» Data listing:
BEGIN

PR #593, opened 2016-11-28
Schema Helper

iwootten:
Broke the schema interaction logic out from the navigator to assist in other classes interacting with schemas.

This was originally part of my spike for repeating, so I've brought it back in as I felt it would be useful to put common logic here rather than adding it all to the navigator.

### How to review 
Unit tests have been added, check whether they're appropriate.

### DIFF
--- a/app/helpers/schema_helper.py
+++ b/app/helpers/schema_helper.py
@@ -1,0 +1,39 @@
+class SchemaHelper(object):
+
+    @staticmethod
+    def get_first_group_id(survey_json):
+        return survey_json['groups'][0]['id']
+
+    @staticmethod
+    def get_last_group_id(survey_json):
+        return survey_json['groups'][-1]['id']
+
+    @staticmethod
+    def get_first_block_id(survey_json):
+        return survey_json['groups'][0]['blocks'][0]['id']
+
+    @staticmethod
+    def get_blocks(survey_json):
+        for group in survey_json['groups']:
+            for block in group['blocks']:
+                yield block
+
+    @staticmethod
+    def get_groups(survey_json):
+        for group in survey_json['groups']:
+            yield group
+
+    @staticmethod
+    def get_repeat_rules(group):
+        if 'routing_rules' in group:
+            for rule in group['routing_rules']:
+                if 'repeat' in rule.keys():
+                    yield rule
+
+    @classmethod
+    def get_group(cls, survey_json, group_id):
+        return next(g for g in cls.get_groups(survey_json) if g["id"] == group_id)
+
+    @classmethod
+    def get_block(cls, survey_json, block_id):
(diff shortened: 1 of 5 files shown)


app/helpers/schema_helper.py
```diff
@@ -0,0 +1,46 @@
...
+    @staticmethod
+    def get_blocks(survey_json):
+        blocks = []
+        for group in survey_json['groups']:
+            for block in group['blocks']:
+                blocks.append(block)
+        return blocks
+
+    @staticmethod
+    def get_groups(survey_json):
```
collisdigital, line 22: Worth considering if a generator would be better for these kinds of iterator/return a list methods, to avoid building up the whole list up-front and then iterating over it vs. iterating all elements one at a time when needed, which also allows you to quit the iterator before compiling the whole list if you find what you need earlier e.g.

```python
def get_groups(survey_json):
    for group in survey_json['groups']:
        yield group
```
Usage
---
```python
for group in SchemaHelper.get_groups(g.schema_json):
    ...

for index, group in enumerate(SchemaHelper.get_groups(g.schema_json)):
    ...
```
Ref
---
- http://anandology.com/python-practice-book/iterators.html

app/helpers/schema_helper.py
```diff
@@ -0,0 +1,46 @@
...
+        groups = []
+        for group in survey_json['groups']:
+            groups.append(group)
+        return groups
+
+    @staticmethod
+    def get_repeat_rules(survey_json, group_index):
```
benjefferies: Would it make sense to pass in the group here?

tests/app/questionnaire/test_navigator.py
```diff
@@ -400,7 +383,6 @@ def test_next_location_empty_routing_rules(self):
         navigator = Navigator(survey, answers)
 
         # Force some empty routing rules
```
benjefferies: Comments only go stale if you ignore them 👎

benjefferies (changes requested):

tests/app/questionnaire/test_navigator.py
iwootten: Ha!

iwootten: This was a test.

app/helpers/schema_helper.py
iwootten: Annoyingly, I originally implemented it this way and backtracked as I was having trouble getting it working with Navigator. Great minds eh? I've managed to get it working now though.

jonnyshaw89 (approved):

benjefferies (approved):

benjefferies:
@iwootten can you squash please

END

» What is required: Output all of the material exactly as written.

» Response for this exercise:
PR #593, opened 2016-11-28
Schema Helper

iwootten:
Broke the schema interaction logic out from the navigator to assist in other classes interacting with schemas.

This was originally part of my spike for repeating, so I've brought it back in as I felt it would be useful to put common logic here rather than adding it all to the navigator.

### How to review 
Unit tests have been added, check whether they're appropriate.

### DIFF
--- a/app/helpers/schema_helper.py
+++ b/app/helpers/schema_helper.py
@@ -1,0 +1,39 @@
+class SchemaHelper(object):
+
+    @staticmethod
+    def get_first_group_id(survey_json):
+        return survey_json['groups'][0]['id']
+
+    @staticmethod
+    def get_last_group_id(survey_json):
+        return survey_json['groups'][-1]['id']
+
+    @staticmethod
+    def get_first_block_id(survey_json):
+        return survey_json['groups'][0]['blocks'][0]['id']
+
+    @staticmethod
+    def get_blocks(survey_json):
+        for group in survey_json['groups']:
+            for block in group['blocks']:
+                yield block
+
+    @staticmethod
+    def get_groups(survey_json):
+        for group in survey_json['groups']:
+            yield group
+
+    @staticmethod
+    def get_repeat_rules(group):
+        if 'routing_rules' in group:
+            for rule in group['routing_rules']:
+                if 'repeat' in rule.keys():
+                    yield rule
+
+    @classmethod
+    def get_group(cls, survey_json, group_id):
+        return next(g for g in cls.get_groups(survey_json) if g["id"] == group_id)
+
+    @classmethod
+    def get_block(cls, survey_json, block_id):
(diff shortened: 1 of 5 files shown)


app/helpers/schema_helper.py
```diff
@@ -0,0 +1,46 @@
...
+    @staticmethod
+    def get_blocks(survey_json):
+        blocks = []
+        for group in survey_json['groups']:
+            for block in group['blocks']:
+                blocks.append(block)
+        return blocks
+
+    @staticmethod
+    def get_groups(survey_json):
```
collisdigital, line 22: Worth considering if a generator would be better for these kinds of iterator/return a list methods, to avoid building up the whole list up-front and then iterating over it vs. iterating all elements one at a time when needed, which also allows you to quit the iterator before compiling the whole list if you find what you need earlier e.g.

```python
def get_groups(survey_json):
    for group in survey_json['groups']:
        yield group
```
Usage
---
```python
for group in SchemaHelper.get_groups(g.schema_json):
    ...

for index, group in enumerate(SchemaHelper.get_groups(g.schema_json)):
    ...
```
Ref
---
- http://anandology.com/python-practice-book/iterators.html

app/helpers/schema_helper.py
```diff
@@ -0,0 +1,46 @@
...
+        groups = []
+        for group in survey_json['groups']:
+            groups.append(group)
+        return groups
+
+    @staticmethod
+    def get_repeat_rules(survey_json, group_index):
```
benjefferies: Would it make sense to pass in the group here?

tests/app/questionnaire/test_navigator.py
```diff
@@ -400,7 +383,6 @@ def test_next_location_empty_routing_rules(self):
         navigator = Navigator(survey, answers)
 
         # Force some empty routing rules
```
benjefferies: Comments only go stale if you ignore them 👎

benjefferies (changes requested):

tests/app/questionnaire/test_navigator.py
iwootten: Ha!

iwootten: This was a test.

app/helpers/schema_helper.py
iwootten: Annoyingly, I originally implemented it this way and backtracked as I was having trouble getting it working with Navigator. Great minds eh? I've managed to get it working now though.

jonnyshaw89 (approved):

benjefferies (approved):

benjefferies:
@iwootten can you squash please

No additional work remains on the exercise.